- [Data provided]

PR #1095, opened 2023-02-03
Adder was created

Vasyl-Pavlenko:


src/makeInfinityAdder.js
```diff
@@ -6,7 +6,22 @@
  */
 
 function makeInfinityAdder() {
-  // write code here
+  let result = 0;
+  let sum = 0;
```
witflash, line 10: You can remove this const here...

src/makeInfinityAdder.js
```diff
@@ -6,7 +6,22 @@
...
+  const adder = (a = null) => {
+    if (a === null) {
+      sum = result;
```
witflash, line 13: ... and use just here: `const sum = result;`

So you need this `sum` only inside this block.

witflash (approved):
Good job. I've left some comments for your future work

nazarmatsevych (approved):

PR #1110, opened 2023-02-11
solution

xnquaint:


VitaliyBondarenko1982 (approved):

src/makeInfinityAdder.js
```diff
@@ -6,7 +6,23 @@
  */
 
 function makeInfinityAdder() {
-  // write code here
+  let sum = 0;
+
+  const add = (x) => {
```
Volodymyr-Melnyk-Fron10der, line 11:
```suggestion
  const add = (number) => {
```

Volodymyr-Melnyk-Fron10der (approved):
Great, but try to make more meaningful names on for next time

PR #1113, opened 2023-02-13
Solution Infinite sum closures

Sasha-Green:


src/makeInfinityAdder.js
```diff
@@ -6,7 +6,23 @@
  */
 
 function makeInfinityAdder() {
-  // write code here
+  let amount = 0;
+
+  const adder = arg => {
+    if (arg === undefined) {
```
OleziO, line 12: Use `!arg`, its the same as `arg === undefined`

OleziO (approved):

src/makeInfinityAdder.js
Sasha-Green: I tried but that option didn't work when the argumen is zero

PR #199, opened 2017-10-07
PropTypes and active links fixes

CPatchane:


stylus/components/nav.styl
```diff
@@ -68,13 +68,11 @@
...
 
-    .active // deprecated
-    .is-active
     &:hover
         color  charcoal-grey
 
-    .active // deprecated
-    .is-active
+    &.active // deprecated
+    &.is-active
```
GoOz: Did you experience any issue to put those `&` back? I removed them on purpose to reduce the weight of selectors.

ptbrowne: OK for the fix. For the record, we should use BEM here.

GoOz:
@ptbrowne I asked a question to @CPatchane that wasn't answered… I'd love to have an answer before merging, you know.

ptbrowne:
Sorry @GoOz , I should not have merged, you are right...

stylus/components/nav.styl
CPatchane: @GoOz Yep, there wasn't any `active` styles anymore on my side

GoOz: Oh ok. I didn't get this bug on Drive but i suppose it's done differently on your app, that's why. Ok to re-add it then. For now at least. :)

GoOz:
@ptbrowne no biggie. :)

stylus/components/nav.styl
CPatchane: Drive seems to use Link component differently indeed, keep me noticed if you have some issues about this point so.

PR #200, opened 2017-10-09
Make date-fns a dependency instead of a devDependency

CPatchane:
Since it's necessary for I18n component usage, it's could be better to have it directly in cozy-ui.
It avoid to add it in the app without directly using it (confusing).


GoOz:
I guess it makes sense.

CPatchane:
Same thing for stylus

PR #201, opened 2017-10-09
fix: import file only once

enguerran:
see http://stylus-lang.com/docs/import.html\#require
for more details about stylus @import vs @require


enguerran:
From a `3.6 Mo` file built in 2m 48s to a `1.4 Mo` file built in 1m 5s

---

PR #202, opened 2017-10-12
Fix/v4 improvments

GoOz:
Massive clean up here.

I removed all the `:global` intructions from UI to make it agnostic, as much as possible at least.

- [About this exercise]
Which lines in the listing have the string "that"? Pick them out and copy them.

- [Expected answer]
Sasha-Green: I tried but that option didn't work when the argumen is zero
@ptbrowne I asked a question to @CPatchane that wasn't answered… I'd love to have an answer before merging, you know.
GoOz: Oh ok. I didn't get this bug on Drive but i suppose it's done differently on your app, that's why. Ok to re-add it then. For now at least. :)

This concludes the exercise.